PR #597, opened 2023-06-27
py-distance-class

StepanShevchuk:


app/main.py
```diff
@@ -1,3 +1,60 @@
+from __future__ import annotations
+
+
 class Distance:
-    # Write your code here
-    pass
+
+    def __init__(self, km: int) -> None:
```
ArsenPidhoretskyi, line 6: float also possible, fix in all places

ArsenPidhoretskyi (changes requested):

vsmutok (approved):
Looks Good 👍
§
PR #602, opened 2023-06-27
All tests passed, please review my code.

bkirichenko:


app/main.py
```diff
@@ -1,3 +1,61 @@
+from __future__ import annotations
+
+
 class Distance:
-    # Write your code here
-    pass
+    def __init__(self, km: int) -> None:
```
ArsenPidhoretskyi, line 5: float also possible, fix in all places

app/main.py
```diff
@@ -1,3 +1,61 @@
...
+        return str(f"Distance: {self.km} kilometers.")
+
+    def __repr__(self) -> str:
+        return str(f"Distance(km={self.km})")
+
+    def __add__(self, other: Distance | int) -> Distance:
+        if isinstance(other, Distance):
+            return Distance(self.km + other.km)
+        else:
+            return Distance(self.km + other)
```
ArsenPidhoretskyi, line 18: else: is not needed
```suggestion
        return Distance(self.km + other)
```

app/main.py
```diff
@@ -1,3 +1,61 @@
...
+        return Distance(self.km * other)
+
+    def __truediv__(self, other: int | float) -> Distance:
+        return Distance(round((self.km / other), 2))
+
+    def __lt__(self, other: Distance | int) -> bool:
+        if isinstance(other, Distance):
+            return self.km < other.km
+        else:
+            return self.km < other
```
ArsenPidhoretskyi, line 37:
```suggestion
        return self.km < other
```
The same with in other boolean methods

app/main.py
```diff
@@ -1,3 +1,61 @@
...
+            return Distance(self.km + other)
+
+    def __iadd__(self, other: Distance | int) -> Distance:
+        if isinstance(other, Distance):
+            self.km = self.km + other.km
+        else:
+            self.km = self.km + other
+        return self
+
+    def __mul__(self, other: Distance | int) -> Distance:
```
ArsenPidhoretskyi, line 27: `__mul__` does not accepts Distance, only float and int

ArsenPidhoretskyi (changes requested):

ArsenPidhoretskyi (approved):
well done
§
__TO DO__: Copy out, exactly and alone, the lines of the entries above between the ones holding "PR #597, opened 2023-06-27" and "Looks Good 👍", inclusive.

__SOLUTION BELOW__:
PR #597, opened 2023-06-27
py-distance-class

StepanShevchuk:


app/main.py
```diff
@@ -1,3 +1,60 @@
+from __future__ import annotations
+
+
 class Distance:
-    # Write your code here
-    pass
+
+    def __init__(self, km: int) -> None:
```
ArsenPidhoretskyi, line 6: float also possible, fix in all places

ArsenPidhoretskyi (changes requested):

vsmutok (approved):
Looks Good 👍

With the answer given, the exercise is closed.